# Labour Law Change - Help?



## Paul McShurbert (Dec 21, 2010)

I've worked for my current employer for about 4 months. My employment contract has a 6 month probation period built in & during this time both parties can terminate the contract by only giving 1 week's notice. Would I receive a ban from the UAE MOL if I resigned?


----------



## ramiloutfi (Sep 28, 2010)

Check this link, it should help you out:

http://www.angelfire.com/nv/sabu/UAE Labour Law.html


----------



## Moe78 (Oct 29, 2010)

According to the new laws that come into effect 1/1/2011, if you get fired or quit, there should not be a ban imposed so check up on the news for the latest on that and the full details.

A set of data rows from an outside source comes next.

PR #537, opened 2023-03-27
Drop majority of Android patches (March 27, 2023)

nathanchance:
These patches are now in these Android branches via upstream LTS merges.

android12-5.4 can be dropped once
https://android-review.googlesource.com/c/kernel/common/+/2505475 is
merged.


nickdesaulniers (approved):
LGTM; thanks! :orange_circle: :red_circle:

Issue #540, opened 2023-03-28
build.log not fetched/displayed


nickdesaulniers:
https://github.com/ClangBuiltLinux/continuous-integration2/actions/runs/4527641306/jobs/7974728249#step:5:145  failed but did not print build.log.

https://storage.tuxsuite.com/public/clangbuiltlinux/continuous-integration2/builds/2NZv76Eis4NY8IEdQXmbhTNB59c/ should be the artifact for that build. Looks like it wasn't even fetched?

nathanchance:
We only print `build.log` if `errors_count` or `warnings_count` is greater than 0, which you can see from the JSON print out is not true. We can just adjust that condition to include if the build failed.

nickdesaulniers:
I'm inclined to treat this as a tuxsuite issue then; if the linker prints an error, then tuxsuite needs to set that in the metadata.json.

nickdesaulniers:
https://gitlab.com/Linaro/tuxsuite/-/issues/188

nathanchance:
The issue has been resolved upstream.

PR #542, opened 2023-03-28
check_logs.py: Print logs if build result is not a pass

nathanchance:
There are times where there could be build errors not caught by
tuxsuite's regex (like linker errors without "Error" in the string).

Print build.log if the result of the build is not a "pass".

Closes: https://github.com/ClangBuiltLinux/continuous-integration2/issues/540


nickdesaulniers:
Let's wait and see what the response to https://gitlab.com/Linaro/tuxsuite/-/issues/188 is first.

Issue #539, opened 2023-03-28
x86_64 allyesconfig builds of stable timing out


nickdesaulniers:
https://github.com/clangbuiltlinux/continuous-integration2/actions/workflows/stable-clang-17.yml

for 3 weeks now this has been timing out

nathanchance:
This is due to https://github.com/ClangBuiltLinux/linux/issues/1768 (I note in that issue why this is specific to `clang-15`+). We need Peter's series to be backported to 6.2 in order to fix this (or we can just disable `allyesconfig` for stable until it is updated to 6.3 in a few weeks).

nickdesaulniers:
Let's disable it for now then.

PR #543, opened 2023-03-28
Disable x86_64 allyesconfig builds on stable

nathanchance:
The build time performance regression from call depth tracking is not
fixed in this branch, causing the builds to timeout. Until that series
can be backported, disable these builds to keep the CI green.

Closes: https://github.com/ClangBuiltLinux/continuous-integration2/issues/539

### DIFF
--- a/.github/workflows/stable-clang-15.yml
+++ b/.github/workflows/stable-clang-15.yml
@@ -1306,25 +1306,4 @@ jobs:
         name: output_artifact_allconfigs
     - name: Check Build and Boot Logs
       run: ./check_logs.py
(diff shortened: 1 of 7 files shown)


nickdesaulniers (approved):
thanks; let's leave an action item open to revert this once stable moves to 6.3. 🐳 🐋

nathanchance:
> thanks; let's leave an action item open to revert this once stable moves to 6.3. 🐳 🐋

Done, thanks!

https://github.com/ClangBuiltLinux/continuous-integration2/issues/544

PR #548, opened 2023-04-07
drop triples

nickdesaulniers:
https://lore.kernel.org/llvm/20230401170117.1580840-1-masahiroy@kernel.org/ reminded me that we probably don't need to set CROSS_COMPILE any more. Nathan confirmed that tuxsuite doesn't allow setting this, and that these triples aren't consumed or emitted by generate.py.


nathanchance (approved):
Good bye cruft!

PR #551, opened 2023-04-14
Update 64-bit big endian PowerPC configuration target

nathanchance:
A patch in review will change pseries_defconfig from a big endian
configuration to a little endian configuration:

https://lore.kernel.org/20230414132415.821564-32-mpe@ellerman.id.au/

As suggested in the commit message, switch to ppc64_guest_defconfig now
to guarantee that we always get a 64-bit big endian kernel that can boot
in QEMU, which is exactly what this configuration intends to do,
regardless of whether or not that change is actually accepted.

This configuration target is available on 5.4, the oldest kernel we
build ppc64 on, and it works fine with both clang-12 and clang-17, the
oldest and newest toolchain versions that this configuration is built
with.

### DIFF
--- a/.github/workflows/5.10-clang-12.yml
+++ b/.github/workflows/5.10-clang-12.yml
@@ -222,15 +222,15 @@ jobs:
         name: output_artifact_defconfigs
     - name: Check Build and Boot Logs
       run: ./check_logs.py
-  _38b22cfae74996dcecea1459e2f4a5d1:
+  _b93c483101f871a5ff674333fdf22ffd:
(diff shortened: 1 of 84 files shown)


nickdesaulniers (approved):
LGTM; thanks! :robot: :moon:

mpe:
Yeah I think this would be a good change. Using `ppc64_guest_defconfig` will build more BE platforms and so give you more test coverage. A quick test here shows it taking ~5% longer to build, which seems acceptable.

Perhaps it may only apply to those whose contracts end in the new year and not before?


----------



## rsinner (Feb 3, 2009)

I have read in the newspaper that there will be no ban etc. ONLY if the employee has worked with the same employer for two years.
But it is best to check with someone actually in the know


----------



## bh_999 (Dec 21, 2010)

it depends on your employer! If they wish for a ban to be placed then the MOL shall. The MOL dont automatically place a ban on European residents.

With the new legislation effective from 1st of Jan, it wont cover yourself as you have to be working with your employer for a minimum of 2years to be covered.

Hope that clears things up mate


----------